Has anyone looked into the data that Facebook provide, to see what potential
apps/services could be built on it? It seems really ripe for exploitation, to
me .. but I have yet to download the .zip and inspect its contents. Off to do
that now...

------
glogla
Everyone is using facebook ... because everyone is using facebook. The more
people delete it, the weaker will the network effect be.

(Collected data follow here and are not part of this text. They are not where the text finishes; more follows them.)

Issue #3296, opened 2020-06-15
Annotated full reference config file


dincho:
Create a full reference configuration file annotated with extensive documentation.

Should be tested agains the scheme and if it matches its defaults and if the reference configuration is missing configuration options defined in the schema.

Should be shipped with the package, TBD in what dir.

PR #3323, opened 2020-08-03
Annotated config file for #3296

akovari:
Annotated config file for #3296. I also added some default values to the schema based on defaults I was able to find in the code. Please let me know if this is not ok.

### DIFF
--- a/Makefile
+++ b/Makefile
@@ -444,6 +444,9 @@ test-arch-os-dependencies: KIND=test
 test-arch-os-dependencies:
 	make ct-latest SUITE=apps/aecontract/test/aecontract GROUP=sophia TEST=sophia_crypto
 
+validate-reference-config:
+	./_build/prod/bin/check_config docs/reference-config.yaml
+
 .PHONY: \
 	all console \
 	local-build local-start local-stop local-attach \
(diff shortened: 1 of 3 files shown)


dincho:
This does not fully covers the idea of #3296 and especially:

> Should be tested agains the scheme and if it matches its defaults and if the reference configuration is missing configuration options defined in the schema.

That is, there should be a tool that checks if the reference configuration is missing some option and if it's default diverts from what's in the schema.

A second better approach would be to have a tool that generates the reference configuration based on the schema.

Having 2 files with the same information that has to be updated manually proved to fail in the past, because developers often forgot to update them both.

On the formatting I'd recommend to have the comment above each option and use 2 spaces indentation, also additional section empty lines as separators would improve the readability. Some nice examples:
- https://www.elastic.co/guide/en/beats/filebeat/current/filebeat-reference-yml.html
- https://www.appveyor.com/docs/appveyor-yml/
- https://docs.github.com/en/actions/configuring-and-managing-workflows/configuring-a-workflow#workflow-file-example

I'd also recommend having the configuration file with it's default name `aeternity.yaml` so that operator can just simply do `cp docs/config/aeternity.yaml .` in the app working dir without writing the destination file name.

Issue #3324, opened 2020-08-04
 aehttp_spec_SUITE:validate_api: FAILED


velzevur:
Our approach for swagger.yaml validation seems to be no longer up to date with their API.
The test fails with:

```
2020-08-03 20:04:44.719
Connection problem: {ok,{{"HTTP/1.1",400,"Bad Request"},
                         [{"connection","keep-alive"},
                          {"date","Mon, 03 Aug 2020 20:04:44 GMT"},
                          {"server","Jetty(9.4.18.v20190429)"},
                          {"content-length","76"},
                          {"content-type","application/json"},
                          {"access-control-allow-origin","*"},
                          {"access-control-allow-methods",
                           "GET, POST, DELETE, PUT"},
                          {"access-control-allow-headers",
                           "Content-Type, api_key, Authorization"},
                          {"access-control-expose-headers",
                           "Content-Disposition"}],
                         "{\"code\":400,\"message\":\"Input error: missing required query parameter `url`\"}"}}


%%% aehttp_spec_SUITE ==> validate_api: FAILED
```

PR #3325, opened 2020-08-04
Swagger validator URL has changed #3324

erlmachinedev:
The location of validator needs to be passed as https://validator.swagger.io/validator/ (instead of http). So that is the largest PR I ever made :).
P.S. I suggest to relocate this public endpoint to the appropriate config (it's should be visible to understand our behaviour from the external world perspective).


hanssv:
The title isn't very descriptive ;-)

erlmachinedev:
> The title isn't very descriptive ;-)

Got you (I will take into account)

gorbak25 (approved):

PR #3330, opened 2020-08-21
Config structure for Hyperchains; Module names;

erlmachinedev:
@gorbak25 , @radrow Take a look, hyperchain section and jobs configuration (potentially will be used to control capacity, seems like the general approach here).

### DIFF
--- a/apps/aeutils/priv/aeternity_config_schema.json
+++ b/apps/aeutils/priv/aeternity_config_schema.json
@@ -494,6 +494,45 @@
                             "default": 500
                         }
                     }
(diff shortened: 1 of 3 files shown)


apps/aeutils/priv/aeternity_config_schema.json
```diff
@@ -494,6 +494,45 @@
                             "default": 500
                         }
                     }
+                },
+                "hyperchain": {
```
gorbak25, line 498: s/hyperchain/hyperchains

I would say that as a person who understands technology and the ramifications
of facebook, you have a moral duty to not use it. And you have a duty of
educating people about facebook.

You can't stop it alone (no single person can - even shooting Zuck would
probably not stop facebook) but you can stop voting for it, just like you
probably aren't voting for alt right/nazi parties in your local elections.

------
slim

       The problems that Facebook’s Cambridge Analytica scandal highlight—sweeping data collection, indiscriminate sharing of that data, and manipulative advertising
    

No. The problem is that Facebook as a company has the data and the capacity to
manipulate any election in any country. And there is no law that is forbidding
them from doing that.

That's what the Cambridge Analytica scandal proved

------
tomglynch
I'm doing some research on alternatives to facebook. Social networks with
different business models. Hopefully will have a spreadsheet with descriptions
and info in the next few days.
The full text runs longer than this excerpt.